=== Begin Enclosure ===
PR #1322, opened 2019-09-12
Incorrect callback type for backend module read callback

skovy:
The `ReadCallback` is the same for both `read` and `readMulti` but according to the docs they expected two different values: https://www.i18next.com/misc/creating-own-plugins#backend

Code from the docs:

```javascript
  read: function(language, namespace, callback) {
    /* return resources */
    callback(null, {
      key: 'value'
    });
  },

  // optional
  readMulti: function(languages, namespaces, callback) {
    /* return multiple resources - usefull eg. for bundling loading in one xhr request */
    callback(null, {
      en: {
        translations: {
          key: 'value'
        }
      },
      de: {
        translations: {
          key: 'value'
        }
      }
    });
  },
```

Before this change, it would error: `Type 'string' is not assignable to type 'ResourceLanguage'`.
=== End Enclosure ===
**WHAT THIS TASK INVOLVES:** Your answer must be every line from the listing above that holds the string "docs".

**REPLY:**
The `ReadCallback` is the same for both `read` and `readMulti` but according to the docs they expected two different values: https://www.i18next.com/misc/creating-own-plugins#backend
Code from the docs:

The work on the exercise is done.